PR #1962, opened 2022-11-28
Revert manual pin of Newtonsoft.Json

andschwa:
Pinning this in https://github.com/PowerShell/PowerShellEditorServices/pull/1947 before getting our transitive dependencies in order seems to be the root cause of https://github.com/PowerShell/vscode-powershell/issues/4278 and possibly also https://github.com/PowerShell/vscode-powershell/issues/4283. We're going to revert until we get OmniSharp's dependency sorted, and test in preview with users if those issues are resolved.


SeeminglyScience (approved):
LGTM!

PR #1964, opened 2022-12-02
Remove unnecessary `PowerShellProcessArchitecture`

andschwa:
This simply wasn't being used and was overly complicated. The only time we want the architecture is when queried via LSP so that the VS Code client can determine which installer to download for its auto-update feature. If we can, we should deduplicate version logic in the loader and the `VersionUtils` class.

Simplification found when investigating https://github.com/PowerShell/vscode-powershell/issues/3435.


SeeminglyScience (approved):
LGTM!

PR #1965, opened 2022-12-06
Send `GitCommitId` over `GetVersionHandler`

andschwa:
So the client can skip updates for daily and dev builds. Also clean up a little more, the commit ID was not actually being used in the rest of the codebase, and the `DisplayVersion` was dumb.

Required for https://github.com/PowerShell/vscode-powershell/pull/4306.


SeeminglyScience (approved):
LGTM!

Issue #1879, opened 2022-08-11
Deprecate PowerShell 7.0/7.1 and .NET Core 3.1


andschwa:
### Summary of the new feature / enhancement

When these dependencies hit end-of-life [this December](https://devblogs.microsoft.com/dotnet/net-core-3-1-will-reach-end-of-support-on-december-13-2022/) we need to remove them from the build.

andschwa:
* https://github.com/PowerShell/PowerShellEditorServices/pull/1952
* https://github.com/PowerShell/PowerShellEditorServices/pull/1950

andschwa:
Following https://learn.microsoft.com/en-us/aspnet/core/migration/31-to-60?view=aspnetcore-6.0&tabs=visual-studio

PR #1967, opened 2022-12-06
Drop support for end-of-life PowerShell 7.0

andschwa:
Which more importantly means we can drop `netcoreapp3.1`. Resolves https://github.com/PowerShell/PowerShellEditorServices/issues/1879.


SeeminglyScience (approved):
LGTM!

PR #1970, opened 2022-12-09
Fix `ShowHelpHandler` by running with `RequiresForeground`

andschwa:
This was broken after the rewrite because we'd forgotten to specify that it needs the foreground (which implies too that it must run immediately). Now the script actually executes, either showing the help in the Extension Terminal (or...I guess nowhere for clients without it) or opening the URL it found. This should still be rewritten properly to return the help over LSP and do something better with it, but at least it's no longer broken.

Fixes https://github.com/PowerShell/vscode-powershell/issues/4212.


SeeminglyScience (approved):
LGTM!

PR #1977, opened 2022-12-20
Remove supposedly unnecessary lambdas from `Task.Run`

andschwa:
Except I think this might be causing Windows PowerShell to fail.


andschwa:
Well, wasn't this.

PR #100, opened 2017-03-29
Fixes for things pointed out after #81 was merged

praymann:


praymann:
> It is still not valid html :/ This would be better

Forgive my mistake. Should be correct now per your suggestion.

plewin:
👍 and congratulations on making the pull request # 💯

PR #102, opened 2017-04-10
Fix for base64 encoded strings that contain '+'

Koshatul:
When the base64_encoded string contains +, when it's sent to be decoded it comes back with "ciphertext too short"

This may be an issue with PHP 7.0+, but in theory it should be a problem for 5.6 as well.


coudot:
Thanks for the patch, could you also apply it on sendsms.php?

Koshatul:
Fixed sendsms.php as well, waiting on travis.

coudot:
Thanks for the patch!

PR #104, opened 2017-04-11
Fix invalid html in sendsms.php

plewin:
Related to https://github.com/ltb-project/self-service-password/pull/102

I am not sure if there is a bug, the html could be misinterpreted if the base64 contains "/"


coudot:
Yes it's better now

PR #107, opened 2017-05-03
Sanitize Mobile Number retrieved from LDAP

kidmock:
I have the issue that mobile numbers stored in LDAP are variable format as hard as I have tried to get people. The format is always different.
1(NNN) NNN-NNNN
+1 NNN.NNN.NNNN
NNN-NNN-NNNN

etc.

This simple patch sanitize the number format so email to sms will work no matter how it's stored. 
It can then be converted to 1NNNNNNNNN@smsemaildomain.foo without needing constantly 'fix' the mobile attribute in LDAP.

Cheers

### DIFF
--- a/pages/sendsms.php
+++ b/pages/sendsms.php
@@ -180,6 +180,8 @@ if ( $result === "" ) {
     # Check sms number
     if ( $smsValues["count"] > 0 ) {
         $sms = $smsValues[0];
+          $sms = preg_replace('/[^0-9]/','',$sms);
+          $sms = substr($sms, -10);
     }
 
     if ( !$sms ) {


coudot:
The feature is interesting, but your code fix the number to 10 digits, which is maybe not the case for everyone.

I think we can create a configuration option to enable this feature and maybe also an option to fix the number size.

kidmock:
I figured the U.S. 10 digits limit might be an exception. I thought I'd at least shared the patch I apply after every update. Maybe others will find it useful. Or perhaps, as you suggested, it can be a configurable item.

Unfortunately, I'm not sure how email to sms is structured outside of the U.S. I would think non digits should be excluded?

Cheers

coudot:
I added configuration parameters and merged it.

Thanks.

PR #108, opened 2017-05-06
SSH key validation

Kage:
I updated the SSH Key page to support key bit size checking, as well as some updates for better wording.

I have not yet done the additional languages.  I can do that in a separate pull request if desired, though be warned it will be through Google Translate. ;)

Edit: Looks like I have to do translations. @_@ Ok, one moment...


coudot:
Thanks a lot, I will look at it.

Kage:
Just pushed an update, because somehow I forgot functions.inc.php :/

lib/functions.inc.php
```diff
@@ -239,6 +260,29 @@ function check_password_strength( $password, $oldpassword, $pwd_policy_config, $
...
 }
 
+function check_sshkey( $ssh_pubkey, $sshkey_policy_config ) {
+    extract( $sshkey_policy_config );
+
+    # Split up the SSH key
+    $parts = explode(' ', $ssh_pubkey);
+
+    # Check this gave us at least two parts, and SSH key type is valid
+    if (count($parts) < 2 || $parts[0] != 'ssh-rsa') { return "keyinvalid"; }
```
plewin: The function considers all non rsa keys as invalid. I do not think it is acceptable to disallow other types of keys : dsa, ecdsa and ed25519.

plewin (changes requested):
Other types of keys need to be considered before merging this. Also unit testing of the function that validates the keys would be greatly appreciated.

coudot:
@Kage and @plewin, do you think you will have time to work on this feature?

Kage:
Completely forgot about this, I'll look into it soon. :P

ABOUT THIS EXERCISE – Every line of the data above is to be copied out exactly.

SOLUTION TO THE EXERCISE –
PR #1962, opened 2022-11-28
Revert manual pin of Newtonsoft.Json

andschwa:
Pinning this in https://github.com/PowerShell/PowerShellEditorServices/pull/1947 before getting our transitive dependencies in order seems to be the root cause of https://github.com/PowerShell/vscode-powershell/issues/4278 and possibly also https://github.com/PowerShell/vscode-powershell/issues/4283. We're going to revert until we get OmniSharp's dependency sorted, and test in preview with users if those issues are resolved.


SeeminglyScience (approved):
LGTM!

PR #1964, opened 2022-12-02
Remove unnecessary `PowerShellProcessArchitecture`

andschwa:
This simply wasn't being used and was overly complicated. The only time we want the architecture is when queried via LSP so that the VS Code client can determine which installer to download for its auto-update feature. If we can, we should deduplicate version logic in the loader and the `VersionUtils` class.

Simplification found when investigating https://github.com/PowerShell/vscode-powershell/issues/3435.


SeeminglyScience (approved):
LGTM!

PR #1965, opened 2022-12-06
Send `GitCommitId` over `GetVersionHandler`

andschwa:
So the client can skip updates for daily and dev builds. Also clean up a little more, the commit ID was not actually being used in the rest of the codebase, and the `DisplayVersion` was dumb.

Required for https://github.com/PowerShell/vscode-powershell/pull/4306.


SeeminglyScience (approved):
LGTM!

Issue #1879, opened 2022-08-11
Deprecate PowerShell 7.0/7.1 and .NET Core 3.1


andschwa:
### Summary of the new feature / enhancement

When these dependencies hit end-of-life [this December](https://devblogs.microsoft.com/dotnet/net-core-3-1-will-reach-end-of-support-on-december-13-2022/) we need to remove them from the build.

andschwa:
* https://github.com/PowerShell/PowerShellEditorServices/pull/1952
* https://github.com/PowerShell/PowerShellEditorServices/pull/1950

andschwa:
Following https://learn.microsoft.com/en-us/aspnet/core/migration/31-to-60?view=aspnetcore-6.0&tabs=visual-studio

PR #1967, opened 2022-12-06
Drop support for end-of-life PowerShell 7.0

andschwa:
Which more importantly means we can drop `netcoreapp3.1`. Resolves https://github.com/PowerShell/PowerShellEditorServices/issues/1879.


SeeminglyScience (approved):
LGTM!

PR #1970, opened 2022-12-09
Fix `ShowHelpHandler` by running with `RequiresForeground`

andschwa:
This was broken after the rewrite because we'd forgotten to specify that it needs the foreground (which implies too that it must run immediately). Now the script actually executes, either showing the help in the Extension Terminal (or...I guess nowhere for clients without it) or opening the URL it found. This should still be rewritten properly to return the help over LSP and do something better with it, but at least it's no longer broken.

Fixes https://github.com/PowerShell/vscode-powershell/issues/4212.


SeeminglyScience (approved):
LGTM!

PR #1977, opened 2022-12-20
Remove supposedly unnecessary lambdas from `Task.Run`

andschwa:
Except I think this might be causing Windows PowerShell to fail.


andschwa:
Well, wasn't this.

PR #100, opened 2017-03-29
Fixes for things pointed out after #81 was merged

praymann:


praymann:
> It is still not valid html :/ This would be better

Forgive my mistake. Should be correct now per your suggestion.

plewin:
👍 and congratulations on making the pull request # 💯

PR #102, opened 2017-04-10
Fix for base64 encoded strings that contain '+'

Koshatul:
When the base64_encoded string contains +, when it's sent to be decoded it comes back with "ciphertext too short"

This may be an issue with PHP 7.0+, but in theory it should be a problem for 5.6 as well.


coudot:
Thanks for the patch, could you also apply it on sendsms.php?

Koshatul:
Fixed sendsms.php as well, waiting on travis.

coudot:
Thanks for the patch!

PR #104, opened 2017-04-11
Fix invalid html in sendsms.php

plewin:
Related to https://github.com/ltb-project/self-service-password/pull/102

I am not sure if there is a bug, the html could be misinterpreted if the base64 contains "/"


coudot:
Yes it's better now

PR #107, opened 2017-05-03
Sanitize Mobile Number retrieved from LDAP

kidmock:
I have the issue that mobile numbers stored in LDAP are variable format as hard as I have tried to get people. The format is always different.
1(NNN) NNN-NNNN
+1 NNN.NNN.NNNN
NNN-NNN-NNNN

etc.

This simple patch sanitize the number format so email to sms will work no matter how it's stored. 
It can then be converted to 1NNNNNNNNN@smsemaildomain.foo without needing constantly 'fix' the mobile attribute in LDAP.

Cheers

### DIFF
--- a/pages/sendsms.php
+++ b/pages/sendsms.php
@@ -180,6 +180,8 @@ if ( $result === "" ) {
     # Check sms number
     if ( $smsValues["count"] > 0 ) {
         $sms = $smsValues[0];
+          $sms = preg_replace('/[^0-9]/','',$sms);
+          $sms = substr($sms, -10);
     }
 
     if ( !$sms ) {


coudot:
The feature is interesting, but your code fix the number to 10 digits, which is maybe not the case for everyone.

I think we can create a configuration option to enable this feature and maybe also an option to fix the number size.

kidmock:
I figured the U.S. 10 digits limit might be an exception. I thought I'd at least shared the patch I apply after every update. Maybe others will find it useful. Or perhaps, as you suggested, it can be a configurable item.

Unfortunately, I'm not sure how email to sms is structured outside of the U.S. I would think non digits should be excluded?

Cheers

coudot:
I added configuration parameters and merged it.

Thanks.

PR #108, opened 2017-05-06
SSH key validation

Kage:
I updated the SSH Key page to support key bit size checking, as well as some updates for better wording.

I have not yet done the additional languages.  I can do that in a separate pull request if desired, though be warned it will be through Google Translate. ;)

Edit: Looks like I have to do translations. @_@ Ok, one moment...


coudot:
Thanks a lot, I will look at it.

Kage:
Just pushed an update, because somehow I forgot functions.inc.php :/

lib/functions.inc.php
```diff
@@ -239,6 +260,29 @@ function check_password_strength( $password, $oldpassword, $pwd_policy_config, $
...
 }
 
+function check_sshkey( $ssh_pubkey, $sshkey_policy_config ) {
+    extract( $sshkey_policy_config );
+
+    # Split up the SSH key
+    $parts = explode(' ', $ssh_pubkey);
+
+    # Check this gave us at least two parts, and SSH key type is valid
+    if (count($parts) < 2 || $parts[0] != 'ssh-rsa') { return "keyinvalid"; }
```
plewin: The function considers all non rsa keys as invalid. I do not think it is acceptable to disallow other types of keys : dsa, ecdsa and ed25519.

plewin (changes requested):
Other types of keys need to be considered before merging this. Also unit testing of the function that validates the keys would be greatly appreciated.

coudot:
@Kage and @plewin, do you think you will have time to work on this feature?

Kage:
Completely forgot about this, I'll look into it soon. :P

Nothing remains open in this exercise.